We take the same idea of loosely defining the structure of part of the output and apply it to something nested a bit more deeply in the output.

#AlwaysCorrectAddress: {
clusters: [...{
name: string
let _n = name
load_assignment: {
cluster_name: _n
endpoints: [
{
lb_endpoints: [
{
endpoint: address: socket_address: {
address: _n
port_value: 8080
}
}
]
}
]
}
...
}]
...
}
static_resources: #AlwaysCorrectAddress

In this case, we're checking that the deeply nested socket_address objects have the correct address and port. Of particular interest here, we use a let binding to capture the name and then use that to validate that the socket address matches the cluster name.

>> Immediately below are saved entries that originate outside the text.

PR #4120, opened 2021-05-17
[ZEPPELIN-5374] Don't update paragraph config when latest checkpoint of flink is unchanged

zjffdu:
### What is this PR for?

Simple PR to check whether the current latest checkpoint is changed, only update paragraph config when it is changed. 

### What type of PR is it?
[Improvement ]

### Todos
* [ ] - Task

### What is the Jira issue?
* https://issues.apache.org/jira/browse/ZEPPELIN-5374

* CI pass

### Questions:

### DIFF
--- a/flink/interpreter/src/main/java/org/apache/zeppelin/flink/JobManager.java
+++ b/flink/interpreter/src/main/java/org/apache/zeppelin/flink/JobManager.java
@@ -188,6 +188,7 @@ public class JobManager {
     private AtomicBoolean running = new AtomicBoolean(true);
     private boolean isFirstPoll = true;
     private long checkInterval;
+    private String latestCheckpointPath;
 
     FlinkJobProgressPoller(String flinkWebUrl, JobID jobId, InterpreterContext context, long checkInterval) {
       this.flinkWebUrl = flinkWebUrl;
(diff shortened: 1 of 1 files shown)


flink/interpreter/src/main/java/org/apache/zeppelin/flink/JobManager.java
```diff
@@ -254,11 +255,12 @@ public void run() {
               if (completedObject.has("external_path")) {
                 String checkpointPath = completedObject.getString("external_path");
                 LOGGER.debug("Latest checkpoint path: {}", checkpointPath);
-                if (!StringUtils.isBlank(checkpointPath)) {
+                if (!StringUtils.isBlank(checkpointPath) && !checkpointPath.equals(latestCheckpointPath)) {
```
cuspymd, line 258: It seems that using the operator "not (!)" only once is good for readability.
```suggestion
                if (!(StringUtils.isBlank(checkpointPath) || checkpointPath.equals(latestCheckpointPath))) {
```

zjffdu: Actually here 2 not is more readable. The if condition is when checkpoint is not null and it is not the same as latestCheckpointPath. 
If I change it to 1 not, it is a little harder to understand what the if condition means

cuspymd (approved):
Looks good!!

zjffdu:
Will merge if no more comment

Testing all cluster entries are present

To check that all expected clusters are present we need a little more trickery.

import "list"

#AllClustersArePresent: {
let _names = ["user-service", "frontend-users", "api-service", "monolith"]

clusters: [for n in _names {name: or(_names), ...}]

_clusterNames: list.SortStrings([for c in clusters {c.name}])
_clusterNames: list.SortStrings(_names)

...
}
static_resources: #AllClustersArePresent

First we make a generic statement about clusters: it's a list of objects each with a name field whose value is one of the four expected cluster names. The or creates a disjunction type from an input list.

This constraint validates the number of clusters and their names, but it doesn't validate that we have exactly one cluster for each of the names.

To do that we add in a dummy definition _clusterNames and specify it twice. The first specification says it's equal to the sorted list of cluster names as specified in the output we are verifying. The second specification says that it's equal to sorted list of expected names. Provided the output has the exact same cluster names as the expectation, this test will pass.

Closing Thoughts

The line between testing and schema specification in Cue is very blurry. I'm not yet really sure whether line is real or whether it's just a matter of perspective. I think that schemas are statements that are always true, about either the input or the output. Whereas tests, are statements about a particular set of outputs. As such, tests can be far more specific - down to exact values - than can schemas.

Either way, the ability to define small schemas to capture expectations about the output of transformations is incredibly valuable.